PR #132, opened 2026-01-22
fix: Tabs fit constraint and docs

melix:
This commit clarifies the documentation around layout and flex layout to make it clearer. In the process I found a bug in the tabs element, which didn't report its preferred width, breaking the layout.


melix:
Without the fix, the elements would always fill the available space, which made the flex layout inoperative.

maxandersen:
> Without the fix, the elements would always fill the available space, which made the flex layout inoperative.

make sense - jsut didnt spot a diff in the layout demo...is there a row that massages it ?

melix:
In the demo the components have fixed widths and didn't include nested components.

PR #136, opened 2026-01-23
fix: Wide chars unicode support

melix:
This commit fixes support for wide char characters (emojis, CJK, ...). The tables in `CharWidth` were checked against unicode.org.

I was a bit worried that this could introduce a performance regression, given the amount of work we have to do to check if characters are wide or not, but this seem to work relatively well. At least on my laptop I didn't notice a regression, all demos still run at requested frame rate.

The code was largely generated by Claude Code, with some requests from me to make `CharWidth` faster.

The result, however, largely differs based on which terminal is used. See for example the same demo:

Ghostty

image

Gnome Terminal

image

Rio

image

Hyper

image

### DIFF
--- a/tamboui-core/src/main/java/dev/tamboui/inline/InlineDisplay.java
+++ b/tamboui-core/src/main/java/dev/tamboui/inline/InlineDisplay.java
@@ -322,6 +322,10 @@ public final class InlineDisplay implements AutoCloseable {
         try {
             // Move cursor to after the display area and restore cursor visibility
             backend.carriageReturn();
+            int toBottom = currentHeight - 1 - lastCursorY;
+            if (toBottom > 0) {
+                backend.moveCursorDown(toBottom);
+            }
             out.print(AnsiStringBuilder.RESET);  // Reset style
             backend.showCursor();
             out.print("\u001b[0 q");  // Reset cursor to default style


demos/unicode-inline-demo/src/main/java/dev/tamboui/demo/UnicodeDemo.java
```diff
@@ -0,0 +1,157 @@
+//DEPS dev.tamboui:tamboui-toolkit:LATEST
```
maxandersen, line 1: this demo is printing out unicode just fine but the cursor ends up inside the output ..not at the end. is that intentional/expected?

Image

davsclaus:
amazing to see the TUI power in 2026

Is there a theme for old classic green terminals with just upper case - That would take me back to my first job ;)

demos/unicode-inline-demo/src/main/java/dev/tamboui/demo/UnicodeDemo.java
melix: That seems to be specific to your terminal, I'm not seeing this behavior in Gnome Terminal, nor Ghostty :/

maxandersen:
we dont have full "theming" yet; on todo :)

maxandersen:
@graemerocher ok to merge? pretty please :)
+ + + + +
• _Task directions_: When you reach this point, go back and write out each record above exactly.

• _Solved exercise_:
PR #132, opened 2026-01-22
fix: Tabs fit constraint and docs

melix:
This commit clarifies the documentation around layout and flex layout to make it clearer. In the process I found a bug in the tabs element, which didn't report its preferred width, breaking the layout.


melix:
Without the fix, the elements would always fill the available space, which made the flex layout inoperative.

maxandersen:
> Without the fix, the elements would always fill the available space, which made the flex layout inoperative.

make sense - jsut didnt spot a diff in the layout demo...is there a row that massages it ?

melix:
In the demo the components have fixed widths and didn't include nested components.

PR #136, opened 2026-01-23
fix: Wide chars unicode support

melix:
This commit fixes support for wide char characters (emojis, CJK, ...). The tables in `CharWidth` were checked against unicode.org.

I was a bit worried that this could introduce a performance regression, given the amount of work we have to do to check if characters are wide or not, but this seem to work relatively well. At least on my laptop I didn't notice a regression, all demos still run at requested frame rate.

The code was largely generated by Claude Code, with some requests from me to make `CharWidth` faster.

The result, however, largely differs based on which terminal is used. See for example the same demo:

Ghostty

image

Gnome Terminal

image

Rio

image

Hyper

image

### DIFF
--- a/tamboui-core/src/main/java/dev/tamboui/inline/InlineDisplay.java
+++ b/tamboui-core/src/main/java/dev/tamboui/inline/InlineDisplay.java
@@ -322,6 +322,10 @@ public final class InlineDisplay implements AutoCloseable {
         try {
             // Move cursor to after the display area and restore cursor visibility
             backend.carriageReturn();
+            int toBottom = currentHeight - 1 - lastCursorY;
+            if (toBottom > 0) {
+                backend.moveCursorDown(toBottom);
+            }
             out.print(AnsiStringBuilder.RESET);  // Reset style
             backend.showCursor();
             out.print("\u001b[0 q");  // Reset cursor to default style


demos/unicode-inline-demo/src/main/java/dev/tamboui/demo/UnicodeDemo.java
```diff
@@ -0,0 +1,157 @@
+//DEPS dev.tamboui:tamboui-toolkit:LATEST
```
maxandersen, line 1: this demo is printing out unicode just fine but the cursor ends up inside the output ..not at the end. is that intentional/expected?

Image

davsclaus:
amazing to see the TUI power in 2026

Is there a theme for old classic green terminals with just upper case - That would take me back to my first job ;)

demos/unicode-inline-demo/src/main/java/dev/tamboui/demo/UnicodeDemo.java
melix: That seems to be specific to your terminal, I'm not seeing this behavior in Gnome Terminal, nor Ghostty :/

maxandersen:
we dont have full "theming" yet; on todo :)

maxandersen:
@graemerocher ok to merge? pretty please :)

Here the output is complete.